DISCURSO LXXXV ANIVERSARIO LUCTUOSO DE ILDEFONSO CIPRIANO GREEN CESEÑA, SUDCALIFORNIANO ILUSTRE



LXXXV ANIVERSARIO LUCTUOSO DE ILDEFONSO  CIPRIANO GREEN CESEÑA, SUDCALIFORNIANO ILUSTRE
Por: Luis Domínguez Bareño

Cronista Municipal de La Paz

Rotonda de los Sudcalifornianos Ilustres, La Paz, B. California Sur, 27 Marzo 2017

Ildefonso Cipriano Green Ceseña nació en Cabo San Lucas el 23 de enero de 1830, hijo de Esteban Rufino Green doña Jesús Ceseña Ojeda, huérfano de padre a los cinco años fue enviado a San José del Cabo a estudiar la educación primaria. Su madre contrajo segundas nupcias en 1844 y la familia emigró a San José en la Alta California; dos años después se trasladó a la ciudad de Nueva York donde llevó a cabo algunos estudios de medicina y logró adquirir un conocimiento notable de la cultura en general.

    Después de otras dos estancias en la Alta California, regresa definitivamente a Cabo San Lucas en el año de 1853, justo en ese año el filibustero Wiliam Walker pretendió crear la República de Baja California, lo cual no era más que un pretexto para tratar de separar la península de México y después anexarla a los Estados Unidos. Don Ildefonso intuía bien estas malsanas intenciones de Walker y se dio a la tarea de organizar un contingente de hombres para hacer frente a estos aventureros norteamericanos que creyeron ver desprotegida la península y que sería relativamente fácil ponerla bajo su mando.

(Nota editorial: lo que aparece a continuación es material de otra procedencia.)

PR #407, opened 2018-11-16
Cryptocurrency monitoring

willscott:
This adds a few of the major cryptocurrency exchanges, and bootstrap / entry points to bitcoin and ethereum networks.

* The bitcoin entry points use DNS lookups from hard-coded dns names [in the source](https://github.com/bitcoin/bitcoin/blob/863e995b79ec388bf292d80f181912d01e20e2e5/src/net.cpp#L1128)
* In addition, DNS and IP based reachability would complement that, but is out of scope for this list.
* Infura is the most popular web gateway for submitting transactions into ethereum, and is a reasonable proxy for whether there is interference with that network.
* The others are a global selection of the largest exchanges listed on [wikipedia](https://en.wikipedia.org/wiki/Cryptocurrency_exchange)

There have already been reports of cryptocurrencies being blocked by countries. Seems worth tracking.

### DIFF
--- a/lists/global.csv
+++ b/lists/global.csv
@@ -31,6 +31,7 @@ http://beeg.com,PORN,Pornography,2014-04-15,citizenlab,Updated by OONI on 2017-0
 https://beyondexgay.com/,LGBT,LGBT,2014-04-15,citizenlab,Updated by OONI on 2017-02-14
 https://bisexual.org/,LGBT,LGBT,2014-04-15,citizenlab,Updated by OONI on 2017-02-14
 http://bitcoin.org,COMM,E-commerce,2014-04-15,citizenlab,Updated by OONI on 2017-02-14
+http://bitcoin.sipa.be/,COMM,E-commerce,2018-11-15,blockchain,Initial tracking of cryptocurrencies on 2018-11-15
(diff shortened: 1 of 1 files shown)


lists/global.csv
```diff
@@ -67,6 +68,7 @@ http://creativecommons.org,NEWS,News Media,2014-04-15,citizenlab,Updated by OONI
 https://cryptome.org,NEWS,News Media,2014-04-15,citizenlab,Updated by OONI on 2017-02-14
 http://cultdeadcow.com,HACK,Hacking Tools,2014-04-15,citizenlab,Updated by OONI on 2017-02-14
 https://cyber.harvard.edu/,NEWS,News Media,2014-04-15,citizenlab,Updated by OONI on 2017-02-14
+https://dashjr.org/,COMM,E-commerce,2018-11-15,blockchain,Initial tracking of cryptocurrencies on 2018-11-15
```
hellais: These are bootstrapping addresses hardcoded into the bitcoin source code: https://github.com/bitcoin/bitcoin/blob/863e995b79ec388bf292d80f181912d01e20e2e5/src/net.cpp#L1128

hellais:
We should add an extra comment explaining why some of these addresses are relevant to cryptocurrencies, but otherwise it's good to go.

hellais:
Thanks!

PR #408, opened 2018-11-24
Add Thai political party urls

bact:
- add Thai political party urls
- few news media and political criticism sites


hellais:
Thanks for this! It looks good. I am merging.

Issue #400, opened 2018-10-11
Extra consistency checks on category codes and URLs


hellais:
We have run into the issue, when using the lists in OONI, that some country lists present the following problems:

1. The same URL present in different country specific lists, presents a different category code

ex.
id.csv:http://denypagetests.netsweeper.com,NEWS,News Media,2014-04-15,citizenlab,
kw.csv:http://denypagetests.netsweeper.com,CTRL,Control content,2014-04-15,citizenlab,

2. The same URL is present in both the global and the country specific list

ex.
global.csv:http://www.crazyshit.com,PORN,Pornography,2014-04-15,citizenlab,Updated by OONI on 2017-02-14
sg.csv:http://www.crazyshit.com,NEWS,News Media,2014-04-15,citizenlab,

We should add checks to the lint-lists.py script that checks if:

1. There are inconsistencies in category codes across lists
2. If a URL is present in the global list it should not also be present in the country specific list

On this second point I would like to hear from @sneft and others to know if this is reasonable or if it's maybe just a OONI specific usage of the lists.

darkk:
Check №2 is a bit tricky for `cis.csv`. Should `cis.csv` be treated in a same way as `global.csv` for corresponding countries? What definition of CIS should it use? E.g. should it include Georgia?

hellais:
At OONI we don't actually use `cis.csv` at all and that country list has not been updated in a pretty long while. I would go to the extent of suggesting we remove it or move it to another directory.

sneft:
For point 1, I have no doubt there are a number of these inconsistencies. We tried to fix these as we encountered them but haven't ever made a systematic effort to clean them.

For point 2, I agree that if a URL is present on the global list it should not be on a local list. Our old testing system flagged when you attempted to upload a local list with a URL duplicated in the global list. Our logic was that the global and local lists are meant to be run as a single unit, so we wanted to avoid duplication. I know we had some cases where this was inconvenient (e.g. wanting to test a very narrow sample in a bandwidth-limited place) but to my knowledge OONI is flexible enough to better accommodate custom lists for special circumstances.

(This requirement does add a small burden of labour on list compilers, as in my experience the average person compiling a local list will reasonably (and often appropriately) add certain URLs that are duplicated in the global list. Perhaps this is just a matter of good documentation and instructions to list compilers.)

PR #409, opened 2018-11-30
removes dupes between local list and global list and adds checking

jakubd:
Removes duplicates between local list and global list (there were 194 cases where local list duplicated entries in the global list)

Also added a check in lint-lists.py that checks for this.  Does not address the cis.csv case.

see #400

### DIFF
--- a/lists/global.csv
+++ b/lists/global.csv
@@ -1133,9 +1133,12 @@ https://pastebin.com/,HOST,Hosting and Blogging Platforms,2017-02-12,Anonymous,O
 https://yandex.com/,SRCH,Search Engines,2018-02-23,igorv,
 https://protonmail.com/,HACK,Hacking Tools,2018-03-19,OONI,
 https://getoutline.org/,ANON,Anonymization and circumvention tools,2018-04-06,Duplika,
+http://fteproxy.org/,ANON,Anonymization and circumvention tools,2018-05-21,Community member,
+https://www.thegeekdiary.com/,HACK,Hacking Tools,2018-05-21,Community member,
+https://dns.google.com/,HOST,Hosting and Blogging Platforms,2018-05-02,OONI,
+https://soundcloud.com/,CULTR,Culture,2018-07-23,OONI,
 https://signal.org/,COMT,Communication Tools,2018-04-19,OONI,
 https://www.tunnelbear.com/,ANON,Anonymization and circumvention tools,2018-04-19,OONI,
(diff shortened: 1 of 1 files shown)


hellais:
@jakubd thanks for putting this together! I think it's a great idea.

Would you mind splitting the commits making changes to the `.csv` files and the `lint-list.py` scripts? This will make it easier to track the changes in the future.

scripts/lint-lists.py
```diff
@@ -92,6 +95,15 @@ def load_categories(path, get_description_code=get_new_description_code):
...
     return code_map
 
+def load_global_list(path):
+    check_list = {}
+    with open(path, 'rb') as in_file:
+        reader = csv.reader(in_file, delimiter=',')
+        for idx, row in enumerate(reader):
+            if idx != 0 and (len(row) == 6):
+                check_list[row[0]] = row[1]
+    return check_list
```
hellais: You can probably just use a `set` here instead of `dict`, since you don't need the value.

scripts/lint-lists.py
```diff
@@ -109,6 +121,8 @@ def main(source='OONI', notes='', legacy=False, fix_duplicates=False):
         )
     header = ['url', 'category_code', 'category_description',
               'date_added', 'source', 'notes']
+    # preload the global list to check against looking for dupes
+    check_against_global = load_global_list(glob(os.path.join(lists_path, "global.csv"))[0])
```
hellais: If you make the above change to use a `set`, I would suggest renaming this to `global_urls_bag` for consistency with the `urls_bag` below.

hellais: Also if you have passing the path the list (which is precise) you don't need to use `glob` in front of this, but you can just say: `load_global_list(os.path.join(lists_path, "global.csv"))`

scripts/lint-lists.py
```diff
@@ -135,6 +149,11 @@ def main(source='OONI', notes='', legacy=False, fix_duplicates=False):
                     )
                 url = url.strip().lower()
                 canonical_url = url
+                if os.path.basename(csv_path) != "global.csv":
+                    if canonical_url in check_against_global:
+                        errors.append(
+                            DuplicateURLWithGlobalList(canonical_url, csv_path, idx+2)
+                        )
```
hellais: I would suggest doing this check against the "canonical_url" and storing in the `global_urls_bag` the canonical representation of the url (this way we will detect dupes when we have two URLs that are `http://foo.com/` & `http://foo.com`).

PR #617, opened 2018-11-28
Fixes PHP Parse error:  syntax error, unexpected ')'

CurtisBelt:
Since it's in the dev folder, this file probably doesn't actually get accessed -- I found this when running a script to preload opcache, which compiles every php file on my system. But hey I thought I'd send in a fix anyway! :smile:


herrvigg:
Yes good catch, it is legacy code for the slugs that i simply moved and did not try yet but for the least it should compile. Thanks!

PR #624, opened 2018-12-10
Activates the gravity forms module

reddo:
The module wasn't being activated.


herrvigg:
You got it right! My bad, it was certainly due to the last rebase, i made it a bit quickly :-/

I have also to merge this with woo-commerce so it will be easier to manage, coming soon.

PR #627, opened 2018-12-11
Modules for integrated plugins (WooCommerce, ...)

herrvigg:
New feature!
Support for integration modules in qTranslate-XT to replace the legacy integration plugins:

    Pero el valor de Ildefonso Green y otros valientes californios pudo más, al final de cuenta se impusieron a los invasores que expulsaron al año siguiente; estos importantes triunfos afirmaban contundentemente que los sudcalifornianos se miraban así mismo como orgullosos mexicanos y dispuestos a defender la península en favor de la patria, ya la triste experiencia de la mitad de la pérdida del territorio nacional en 1848 había calado muy hondo en la mentalidad peninsular.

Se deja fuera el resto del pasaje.